* Task requirements *
Within the listing below, how many lines hold "namespace"? Reply with that number and no other text.

● ● ●

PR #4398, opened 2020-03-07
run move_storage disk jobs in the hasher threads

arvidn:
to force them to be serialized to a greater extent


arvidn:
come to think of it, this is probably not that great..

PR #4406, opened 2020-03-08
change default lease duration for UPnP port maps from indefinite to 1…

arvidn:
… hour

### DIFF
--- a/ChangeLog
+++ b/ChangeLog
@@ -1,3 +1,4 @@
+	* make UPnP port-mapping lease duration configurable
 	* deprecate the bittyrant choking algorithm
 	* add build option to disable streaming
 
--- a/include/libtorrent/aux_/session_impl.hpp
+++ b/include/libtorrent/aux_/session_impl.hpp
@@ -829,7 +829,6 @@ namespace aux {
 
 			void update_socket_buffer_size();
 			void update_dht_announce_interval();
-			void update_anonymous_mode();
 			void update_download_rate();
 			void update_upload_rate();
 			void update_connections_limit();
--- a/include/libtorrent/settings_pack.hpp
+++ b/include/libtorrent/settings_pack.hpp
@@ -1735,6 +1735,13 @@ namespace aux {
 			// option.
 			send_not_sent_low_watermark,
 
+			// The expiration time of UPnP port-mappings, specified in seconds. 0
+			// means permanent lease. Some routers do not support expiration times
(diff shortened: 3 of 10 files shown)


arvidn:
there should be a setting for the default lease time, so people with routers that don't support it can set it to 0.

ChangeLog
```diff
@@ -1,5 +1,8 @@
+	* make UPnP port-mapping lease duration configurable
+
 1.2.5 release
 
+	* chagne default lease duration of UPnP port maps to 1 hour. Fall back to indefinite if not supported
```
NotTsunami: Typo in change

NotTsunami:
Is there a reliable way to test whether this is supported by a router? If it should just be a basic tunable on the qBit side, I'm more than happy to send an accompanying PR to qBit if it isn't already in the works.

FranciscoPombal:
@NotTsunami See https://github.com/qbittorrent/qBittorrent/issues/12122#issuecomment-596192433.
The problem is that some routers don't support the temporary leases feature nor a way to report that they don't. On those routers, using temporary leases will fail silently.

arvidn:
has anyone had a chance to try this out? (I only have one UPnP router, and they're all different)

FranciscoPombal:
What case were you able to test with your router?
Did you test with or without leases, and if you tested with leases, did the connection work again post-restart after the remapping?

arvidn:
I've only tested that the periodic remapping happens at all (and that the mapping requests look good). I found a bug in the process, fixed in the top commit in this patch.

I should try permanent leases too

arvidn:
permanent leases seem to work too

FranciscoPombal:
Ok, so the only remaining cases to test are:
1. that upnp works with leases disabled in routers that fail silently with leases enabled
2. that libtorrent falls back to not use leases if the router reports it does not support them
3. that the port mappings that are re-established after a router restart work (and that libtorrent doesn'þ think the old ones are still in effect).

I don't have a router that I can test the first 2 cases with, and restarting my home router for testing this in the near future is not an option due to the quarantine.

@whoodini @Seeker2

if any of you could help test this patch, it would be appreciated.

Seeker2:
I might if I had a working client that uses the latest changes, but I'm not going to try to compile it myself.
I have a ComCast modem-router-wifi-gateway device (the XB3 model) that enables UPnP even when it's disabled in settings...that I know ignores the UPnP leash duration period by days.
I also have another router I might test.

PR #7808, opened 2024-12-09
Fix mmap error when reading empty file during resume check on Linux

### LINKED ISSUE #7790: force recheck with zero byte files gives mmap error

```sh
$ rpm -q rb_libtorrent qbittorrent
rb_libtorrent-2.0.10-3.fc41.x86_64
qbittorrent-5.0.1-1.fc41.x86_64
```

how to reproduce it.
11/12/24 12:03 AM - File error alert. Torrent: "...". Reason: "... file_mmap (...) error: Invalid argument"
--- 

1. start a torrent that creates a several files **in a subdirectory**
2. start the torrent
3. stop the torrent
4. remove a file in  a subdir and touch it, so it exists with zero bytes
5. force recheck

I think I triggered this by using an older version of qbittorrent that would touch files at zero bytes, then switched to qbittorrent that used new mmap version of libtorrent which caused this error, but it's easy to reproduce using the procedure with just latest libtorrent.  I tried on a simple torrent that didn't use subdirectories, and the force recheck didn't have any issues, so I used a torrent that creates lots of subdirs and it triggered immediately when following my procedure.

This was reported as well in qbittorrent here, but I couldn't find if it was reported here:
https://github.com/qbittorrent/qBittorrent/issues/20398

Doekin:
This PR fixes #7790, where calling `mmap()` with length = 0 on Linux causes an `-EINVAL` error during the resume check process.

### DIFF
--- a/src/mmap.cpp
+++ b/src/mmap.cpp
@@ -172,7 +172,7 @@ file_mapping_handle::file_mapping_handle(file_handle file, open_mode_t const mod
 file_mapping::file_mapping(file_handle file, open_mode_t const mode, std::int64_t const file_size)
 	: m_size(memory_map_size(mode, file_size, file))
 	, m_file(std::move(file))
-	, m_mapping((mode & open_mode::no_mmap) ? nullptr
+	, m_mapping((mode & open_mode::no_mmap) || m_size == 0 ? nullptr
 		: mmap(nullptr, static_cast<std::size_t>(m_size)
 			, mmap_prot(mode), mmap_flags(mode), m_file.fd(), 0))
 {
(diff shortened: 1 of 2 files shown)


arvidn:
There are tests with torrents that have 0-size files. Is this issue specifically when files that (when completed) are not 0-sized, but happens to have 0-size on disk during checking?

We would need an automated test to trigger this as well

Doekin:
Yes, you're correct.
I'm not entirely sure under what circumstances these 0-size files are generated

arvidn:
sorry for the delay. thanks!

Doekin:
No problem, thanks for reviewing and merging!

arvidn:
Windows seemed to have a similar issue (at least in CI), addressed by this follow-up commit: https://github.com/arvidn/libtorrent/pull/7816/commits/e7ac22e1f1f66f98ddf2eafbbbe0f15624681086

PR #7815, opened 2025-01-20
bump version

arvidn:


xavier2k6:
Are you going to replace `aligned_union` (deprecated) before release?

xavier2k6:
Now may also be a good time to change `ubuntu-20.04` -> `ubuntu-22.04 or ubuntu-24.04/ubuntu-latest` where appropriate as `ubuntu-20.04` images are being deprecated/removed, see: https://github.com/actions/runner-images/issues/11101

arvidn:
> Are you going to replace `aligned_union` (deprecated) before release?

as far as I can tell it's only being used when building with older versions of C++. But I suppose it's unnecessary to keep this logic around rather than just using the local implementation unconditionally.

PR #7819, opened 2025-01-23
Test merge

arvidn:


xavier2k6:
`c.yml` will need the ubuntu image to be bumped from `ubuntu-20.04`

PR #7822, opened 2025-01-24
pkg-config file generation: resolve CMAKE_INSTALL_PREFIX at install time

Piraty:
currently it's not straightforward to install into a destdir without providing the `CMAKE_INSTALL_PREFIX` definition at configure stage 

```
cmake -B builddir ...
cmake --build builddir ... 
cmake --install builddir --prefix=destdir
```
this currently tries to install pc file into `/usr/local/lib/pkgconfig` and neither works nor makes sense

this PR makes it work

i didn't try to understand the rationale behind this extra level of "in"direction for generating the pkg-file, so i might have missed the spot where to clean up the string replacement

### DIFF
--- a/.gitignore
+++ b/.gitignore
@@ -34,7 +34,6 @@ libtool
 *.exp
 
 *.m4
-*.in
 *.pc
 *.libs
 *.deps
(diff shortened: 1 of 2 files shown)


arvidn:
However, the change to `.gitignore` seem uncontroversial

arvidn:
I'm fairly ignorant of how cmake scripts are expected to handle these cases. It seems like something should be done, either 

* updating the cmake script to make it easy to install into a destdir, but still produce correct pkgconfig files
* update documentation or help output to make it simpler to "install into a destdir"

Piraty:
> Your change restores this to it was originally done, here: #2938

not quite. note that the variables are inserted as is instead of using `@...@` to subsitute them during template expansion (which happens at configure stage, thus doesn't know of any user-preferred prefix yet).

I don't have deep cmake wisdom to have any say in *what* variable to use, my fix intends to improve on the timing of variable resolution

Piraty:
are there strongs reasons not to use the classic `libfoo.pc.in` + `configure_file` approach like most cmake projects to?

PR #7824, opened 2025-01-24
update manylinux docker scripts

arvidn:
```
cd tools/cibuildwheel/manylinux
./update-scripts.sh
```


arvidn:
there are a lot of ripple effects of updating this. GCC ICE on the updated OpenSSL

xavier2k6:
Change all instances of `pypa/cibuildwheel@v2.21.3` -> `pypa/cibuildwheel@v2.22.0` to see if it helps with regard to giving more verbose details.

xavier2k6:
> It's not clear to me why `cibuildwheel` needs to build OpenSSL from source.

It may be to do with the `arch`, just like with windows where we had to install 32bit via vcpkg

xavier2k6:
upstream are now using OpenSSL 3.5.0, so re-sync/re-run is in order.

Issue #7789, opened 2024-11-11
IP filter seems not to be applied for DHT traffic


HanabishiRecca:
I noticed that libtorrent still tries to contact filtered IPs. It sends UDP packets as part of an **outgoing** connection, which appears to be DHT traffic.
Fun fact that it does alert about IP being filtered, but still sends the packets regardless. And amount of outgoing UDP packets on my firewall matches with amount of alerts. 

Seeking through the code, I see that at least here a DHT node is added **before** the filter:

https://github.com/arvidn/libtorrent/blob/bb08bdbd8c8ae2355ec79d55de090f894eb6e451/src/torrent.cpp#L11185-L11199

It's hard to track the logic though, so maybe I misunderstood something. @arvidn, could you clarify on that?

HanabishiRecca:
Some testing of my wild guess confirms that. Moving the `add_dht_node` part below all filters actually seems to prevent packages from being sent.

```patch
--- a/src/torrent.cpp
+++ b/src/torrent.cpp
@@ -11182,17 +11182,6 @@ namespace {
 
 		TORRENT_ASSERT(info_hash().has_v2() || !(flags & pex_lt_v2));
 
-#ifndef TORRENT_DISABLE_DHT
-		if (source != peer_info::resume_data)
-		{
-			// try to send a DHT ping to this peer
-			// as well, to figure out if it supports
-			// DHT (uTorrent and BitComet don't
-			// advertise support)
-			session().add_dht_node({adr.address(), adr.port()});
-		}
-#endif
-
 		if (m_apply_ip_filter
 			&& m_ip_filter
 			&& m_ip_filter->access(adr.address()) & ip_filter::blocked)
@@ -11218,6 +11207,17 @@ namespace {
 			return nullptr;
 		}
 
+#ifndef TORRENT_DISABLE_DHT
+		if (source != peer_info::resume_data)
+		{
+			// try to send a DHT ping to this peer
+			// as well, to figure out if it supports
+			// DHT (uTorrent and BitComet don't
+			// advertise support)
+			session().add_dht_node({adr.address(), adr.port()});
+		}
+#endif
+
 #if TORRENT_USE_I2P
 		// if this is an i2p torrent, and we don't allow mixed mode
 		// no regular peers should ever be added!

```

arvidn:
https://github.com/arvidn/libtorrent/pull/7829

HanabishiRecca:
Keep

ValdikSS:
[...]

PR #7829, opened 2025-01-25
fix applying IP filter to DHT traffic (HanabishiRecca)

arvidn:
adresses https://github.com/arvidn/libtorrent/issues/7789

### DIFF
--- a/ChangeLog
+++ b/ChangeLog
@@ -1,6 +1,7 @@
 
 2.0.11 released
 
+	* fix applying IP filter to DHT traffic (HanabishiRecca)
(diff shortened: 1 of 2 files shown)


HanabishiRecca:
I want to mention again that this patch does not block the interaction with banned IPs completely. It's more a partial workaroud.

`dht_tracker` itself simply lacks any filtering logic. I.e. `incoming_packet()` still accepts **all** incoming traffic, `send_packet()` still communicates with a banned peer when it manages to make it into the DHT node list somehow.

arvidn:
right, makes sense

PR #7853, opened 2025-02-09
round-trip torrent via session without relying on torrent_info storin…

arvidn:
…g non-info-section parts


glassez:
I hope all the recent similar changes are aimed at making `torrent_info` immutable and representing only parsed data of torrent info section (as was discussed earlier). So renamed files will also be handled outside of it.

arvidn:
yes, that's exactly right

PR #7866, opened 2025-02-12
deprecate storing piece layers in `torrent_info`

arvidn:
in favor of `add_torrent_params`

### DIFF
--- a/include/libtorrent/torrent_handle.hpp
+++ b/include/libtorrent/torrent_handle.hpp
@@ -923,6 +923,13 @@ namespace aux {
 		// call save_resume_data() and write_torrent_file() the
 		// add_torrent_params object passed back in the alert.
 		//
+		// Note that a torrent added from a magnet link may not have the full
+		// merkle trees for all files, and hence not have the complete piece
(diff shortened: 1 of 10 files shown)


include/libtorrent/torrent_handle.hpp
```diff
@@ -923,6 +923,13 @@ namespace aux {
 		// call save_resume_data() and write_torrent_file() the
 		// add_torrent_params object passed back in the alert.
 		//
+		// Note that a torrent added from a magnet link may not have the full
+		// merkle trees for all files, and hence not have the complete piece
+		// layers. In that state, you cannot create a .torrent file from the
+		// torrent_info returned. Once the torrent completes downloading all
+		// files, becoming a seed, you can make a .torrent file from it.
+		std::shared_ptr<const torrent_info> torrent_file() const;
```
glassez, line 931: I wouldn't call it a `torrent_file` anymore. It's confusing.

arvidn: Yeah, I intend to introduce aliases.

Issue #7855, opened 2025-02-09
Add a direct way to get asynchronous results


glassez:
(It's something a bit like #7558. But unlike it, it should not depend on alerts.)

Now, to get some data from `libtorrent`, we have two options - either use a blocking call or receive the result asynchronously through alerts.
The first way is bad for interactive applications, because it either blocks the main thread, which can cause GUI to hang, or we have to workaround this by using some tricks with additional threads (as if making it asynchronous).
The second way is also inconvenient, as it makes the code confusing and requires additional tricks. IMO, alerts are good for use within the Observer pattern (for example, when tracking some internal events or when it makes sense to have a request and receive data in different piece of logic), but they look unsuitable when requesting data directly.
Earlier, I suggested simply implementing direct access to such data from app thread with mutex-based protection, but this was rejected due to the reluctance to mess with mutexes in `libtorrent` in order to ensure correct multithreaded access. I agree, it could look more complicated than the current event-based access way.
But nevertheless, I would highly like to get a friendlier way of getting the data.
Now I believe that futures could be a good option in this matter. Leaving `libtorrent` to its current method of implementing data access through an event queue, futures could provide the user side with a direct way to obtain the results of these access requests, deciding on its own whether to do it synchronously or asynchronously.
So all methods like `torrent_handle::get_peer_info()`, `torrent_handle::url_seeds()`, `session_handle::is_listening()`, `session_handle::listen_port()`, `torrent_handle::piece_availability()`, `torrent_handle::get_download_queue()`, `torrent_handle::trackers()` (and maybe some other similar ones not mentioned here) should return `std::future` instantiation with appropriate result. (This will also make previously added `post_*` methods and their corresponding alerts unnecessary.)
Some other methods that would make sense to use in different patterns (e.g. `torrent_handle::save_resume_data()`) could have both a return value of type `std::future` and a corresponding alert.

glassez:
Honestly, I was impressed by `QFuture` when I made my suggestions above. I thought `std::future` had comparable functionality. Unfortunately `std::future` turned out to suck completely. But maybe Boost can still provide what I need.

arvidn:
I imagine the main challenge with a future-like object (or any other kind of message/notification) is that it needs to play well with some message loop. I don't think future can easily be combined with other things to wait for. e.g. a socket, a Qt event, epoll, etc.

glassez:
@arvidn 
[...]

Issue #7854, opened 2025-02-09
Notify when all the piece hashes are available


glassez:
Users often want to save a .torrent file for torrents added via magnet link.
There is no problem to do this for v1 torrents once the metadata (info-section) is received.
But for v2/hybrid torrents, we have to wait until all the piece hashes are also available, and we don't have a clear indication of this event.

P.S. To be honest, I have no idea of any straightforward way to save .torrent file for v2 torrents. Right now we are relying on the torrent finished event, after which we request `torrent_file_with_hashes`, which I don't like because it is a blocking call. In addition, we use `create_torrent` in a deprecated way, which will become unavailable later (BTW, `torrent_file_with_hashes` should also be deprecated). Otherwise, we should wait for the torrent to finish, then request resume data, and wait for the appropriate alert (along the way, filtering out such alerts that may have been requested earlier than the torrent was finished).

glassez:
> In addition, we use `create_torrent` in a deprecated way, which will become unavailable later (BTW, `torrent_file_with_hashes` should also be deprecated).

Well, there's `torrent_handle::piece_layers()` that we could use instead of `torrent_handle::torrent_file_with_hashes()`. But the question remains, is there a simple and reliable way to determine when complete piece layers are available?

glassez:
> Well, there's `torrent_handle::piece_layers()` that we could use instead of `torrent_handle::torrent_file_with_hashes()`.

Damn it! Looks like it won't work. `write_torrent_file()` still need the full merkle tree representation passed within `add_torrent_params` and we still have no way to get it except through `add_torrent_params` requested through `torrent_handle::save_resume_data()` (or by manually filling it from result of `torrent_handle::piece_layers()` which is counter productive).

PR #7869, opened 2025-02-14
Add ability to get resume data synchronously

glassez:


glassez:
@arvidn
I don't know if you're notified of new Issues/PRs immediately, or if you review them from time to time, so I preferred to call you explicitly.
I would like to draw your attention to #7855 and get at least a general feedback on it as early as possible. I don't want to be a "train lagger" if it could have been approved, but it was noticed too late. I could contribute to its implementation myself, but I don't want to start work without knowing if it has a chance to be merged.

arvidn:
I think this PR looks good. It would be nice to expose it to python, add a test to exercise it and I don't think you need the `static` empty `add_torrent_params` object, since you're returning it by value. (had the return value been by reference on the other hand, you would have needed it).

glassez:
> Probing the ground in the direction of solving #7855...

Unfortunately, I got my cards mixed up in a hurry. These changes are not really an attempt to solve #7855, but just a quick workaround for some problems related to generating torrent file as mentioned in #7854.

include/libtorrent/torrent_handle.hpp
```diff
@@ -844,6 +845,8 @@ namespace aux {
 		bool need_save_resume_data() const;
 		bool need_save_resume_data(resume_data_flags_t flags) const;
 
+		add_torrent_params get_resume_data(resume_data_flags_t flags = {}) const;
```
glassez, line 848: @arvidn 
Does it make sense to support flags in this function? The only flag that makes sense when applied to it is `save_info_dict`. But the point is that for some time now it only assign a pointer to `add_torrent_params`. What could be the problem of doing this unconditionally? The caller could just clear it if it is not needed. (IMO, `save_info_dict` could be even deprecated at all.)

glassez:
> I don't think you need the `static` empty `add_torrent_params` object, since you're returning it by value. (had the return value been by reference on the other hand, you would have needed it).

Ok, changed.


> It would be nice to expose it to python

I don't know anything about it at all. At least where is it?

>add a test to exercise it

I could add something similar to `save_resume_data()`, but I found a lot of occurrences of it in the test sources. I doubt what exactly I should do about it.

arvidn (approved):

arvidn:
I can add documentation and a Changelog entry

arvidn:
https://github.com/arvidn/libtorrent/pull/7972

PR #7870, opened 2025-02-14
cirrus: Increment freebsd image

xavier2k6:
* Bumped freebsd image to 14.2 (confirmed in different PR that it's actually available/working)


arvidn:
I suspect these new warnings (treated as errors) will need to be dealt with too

● ● ●

* Solution for this problem *
7